Page 60 of Enigma
I should have seen it.She squeezed her eyes shut.I should have seen it.
CHAPTER 40
TEN YEARS AGO
Olive dropped her backpack by the kitchen door and slumped into her usual chair at the small wooden table. The late afternoon sun streamed through the windows of her family’s house in Oasis, casting everything in a warm, golden light that made the place feel almost . . . homey.
“How was school, sweetheart?” Her mother looked up from the flower arrangement she was working on at the counter.
In the background, Jessie and Jules chattered as they made after-school snacks, their nine-year-old voices a comforting soundtrack of normalcy.
“It was . . .” Olive paused, trying to find the right words.
At fifteen, she’d learned to be cautious about getting too excited about new places. They never stayed long enough for excitement to matter.
But today had been different.
“There’s this boy,” she said finally, unable to keep the smile from her voice. “Jason Stewart. He’s in my English class, and he actually talked to me during lunch.”
Her mother’s hands stilled on the flowers she was arranging. For just a moment, something clouded her expression—a flicker of concern or maybe fear.
But it disappeared so quickly that Olive almost wondered if she’d imagined it.
“That’s nice, honey,” her mother said. “Just . . . don’t jump into anything too quickly. We’re still settling in here.”
The familiar warning about not getting too attached.
Olive had heard it at every new school, in every new town. But this time, she found herself pushing back against it.
“I wonder what Dad would think of him,” Olive mused. “What Jason would think of Dad.”
“Why do you wonder about that?”
“Jason’s father is a doctor.” Olive watched her mother’s face for a reaction, thinking she’d be impressed.
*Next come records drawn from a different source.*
PR #2080, opened 2025-02-20
Implement `diff` on Models.

evetion:
Fixes https://github.com/Deltares/Ribasim-NL/issues/229

Implements `diff` on Models and its children. Either gives back `None` when models are equal, or a (nested) dict with the differences. When the differences are not a DataFrame (like the toml config), the dict has `self` and `other` as key. For DataFrames we return a dict with `diff` as key, and a [datacompy](https://github.com/capitalone/datacompy) Comparison object.

```python
>>> nbasic == basic
False
>>> x = nbasic.diff(basic)
{'basin': {'node': {'diff': <datacompy.core.Compare object at 0x16e5a45c0>},
           'static': {'diff': <datacompy.core.Compare object at 0x16eb90080>}},
 'solver': {'saveat': {'other': 86400.0, 'self': 0.0}}}
>>> x["basin"]["static"]["diff"].report()
DataComPy Comparison
--------------------

DataFrame Summary
-----------------

  DataFrame  Columns  Rows
0      self        5     5
1     other        5     4

Column Summary
--------------

Number of columns in common: 5
Number of columns in self but not in other: 0 []
Number of columns in other but not in self: 0 []

Row Summary
-----------

Matched on: index
Any duplicates on match values: No
Absolute Tolerance: 0
Relative Tolerance: 0
Number of rows in common: 4
Number of rows in self but not in other: 1
Number of rows in other but not in self: 0

Number of rows with some compared columns unequal: 0
Number of rows with all compared columns equal: 4

Column Comparison
-----------------

Number of columns compared with some values unequal: 0
Number of columns compared with all values equal: 5
Total number of values which compare unequal: 0

Sample Rows Only in self (First 10 Columns)
-------------------------------------------

     node_id  drainage  potential_evaporation  infiltration  precipitation
fid
4         18      <NA>                   <NA>          <NA>            4.0

```

I've tried deepdiff and other diff plugins, but none seem to combine nested Pydantic models *and* DataFrames. Comparing DataFrames using the built-in `compare` only works for identical shapes (limiting it's use).

- [x] Ignore meta_ keys in DataFrames

### DIFF
--- a/pixi.lock
+++ b/pixi.lock
@@ -20909,7 +20909,7 @@ packages:
 - pypi: python/ribasim
   name: ribasim
   version: 2025.1.0
-  sha256: bbdb286b50f624bd7d9b68d8c43e60b009e188e1d7dcbdd624f21698857a8635
+  sha256: 1beeb16859cc9084dbf4bdc93f5ff7da3e8c032bd82d0702db9218a396ee578e
   requires_dist:
   - datacompy>=0.16
   - geopandas>=1.0


visr (approved):
The diff looks good!

Issue #153, opened 2023-04-06
Cyclic forcing


visr:
Right now forcing tables look like this:

note_id | time | precipitation | potential_evaporation
---------             | ------- | ------------ | -----
1 | 2020-01-01 | 2.0 | 1.0
1 | 2020-02-01 | 2.1 | 1.1

Many parameters are highly cyclical, typically yearly, but possibly with a different period. It is worth considering if and how we should support this. @Huite suggested using the same forcing timeseries schema, but adding an option like `cycle = "year"` (or month/day/...).

If we support this, it will be easier for users with cyclic data to prepare the right input, and input file sizes will be smaller. It does mean some extra complexity in the interpretation of timeseries, e.g. we'd need a TOML to be able to interpret it.

For parameters that have 2 values per year, one for summer and one for winter, the reduction of filesize is probably not worth it since we support nonequidistant timeseries input, so only 2 rows per year are needed. We can also consider adding convenience methods in the preprocessing tooling instead, and stick to regular timeseries in the core.

visr:
This ideally would make use of DataInterpolations: https://github.com/SciML/DataInterpolations.jl/issues/360

evetion:
- [ ] Would be good to check all current extrapolation methods in core

Given that the complexity of extrapolation is done in DataInterpolations, it adds relatively little complexity to do this in the Julia (and doing so in Python would be more complex).

Given that this needs to be set on individual nodes (different cycles for different userdemands), the only table that fits is the Node table, where we suggest a `cyclic_time` as a optional boolean column. A prerequisite of implementing this is watching the movie Tennet.

visr:
This needs #2019.

PR #2081, opened 2025-02-20
Add test model with cyclic forcing

SouthEndMusic:
Fixes https://github.com/Deltares/Ribasim/issues/153.

### DIFF
--- a/python/ribasim/ribasim/config.py
+++ b/python/ribasim/ribasim/config.py
@@ -190,6 +190,8 @@ class Node(pydantic.BaseModel):
         Optionally adds this node to a subnetwork, which is input for the allocation algorithm.
     source_priority : int
         Optionally overrides the source priority for this node, which is used in the allocation algorithm.
+    cyclic_forcing : bool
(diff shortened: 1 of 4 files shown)


visr:
Looks good, but there are still some tests to fix it seems:

```
FAILED python\ribasim\tests\test_io.py::test_sort - AssertionError: assert ['node_id', '...condition_id'] == ['node_id', '...greater_than']
  
  At index 2 diff: 'condition_id' != 'greater_than'
  
  Full diff:
    [
        'node_id',
        'compound_variable_id',
  -     'greater_than',
  +     'condition_id',
    ]
= 1 failed, 53 passed, 1 skipped, 1 xfailed, 1 xpassed, 30 warnings in 58.63s =
```

Does this need to merge master?

SouthEndMusic:
@visr this is because I did a small follow-up of https://github.com/Deltares/Ribasim/pull/2079 where the sorting of the `DiscreteControl / condition` table was changed, and apparently we have 2 sources of truth for those (one in Python and one in Julia). I wasn't aware this was part of a test, will quickly fix.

Her mother nodded, almost as if she already knew this information, but she said nothing.
“Maybe I’ll actually like Oasis,” Olive continued, the words tumbling out before she could stop them. “The town seems nice, and so do the people at school. Jason’s really easy to talk to, and he didn’t seem to care that I’m new.”
She looked at the flower arrangement her mother was creating on the table—a beautiful display that showed no hint of the wilted stems and damaged petals Olive had watched her trim away and hide.
The lesson her mother had taught her earlier came flooding back:Sometimes the most beautiful things require hiding the messy parts.
For a moment, a strange thought crept into her mind.
What if Oasis was like that arrangement? What if the pretty surface was hiding something damaged underneath?
Olive pushed the thought aside. She was being paranoid, probably influenced by too many moves and too many fresh starts that had ended in sudden departures.
The front door opened, and her father’s voice carried through the house. “I’m home!”
He appeared in the kitchen doorway holding a bouquet of grocery store flowers—not as elegant as her mother’s arrangements, but the gesture made Olive smile.
Her parents hadn’t been fighting as much lately. The late-night arguments that seemed to be becoming routine had stopped almost completely.
“For my beautiful wife.” He presented the flowers with an exaggerated bow that made the twins giggle.
He wrapped Olive in a quick hug that smelled like aftershave and whatever he’d been working on that day, then moved to kiss her mother and ruffle the twins’ hair.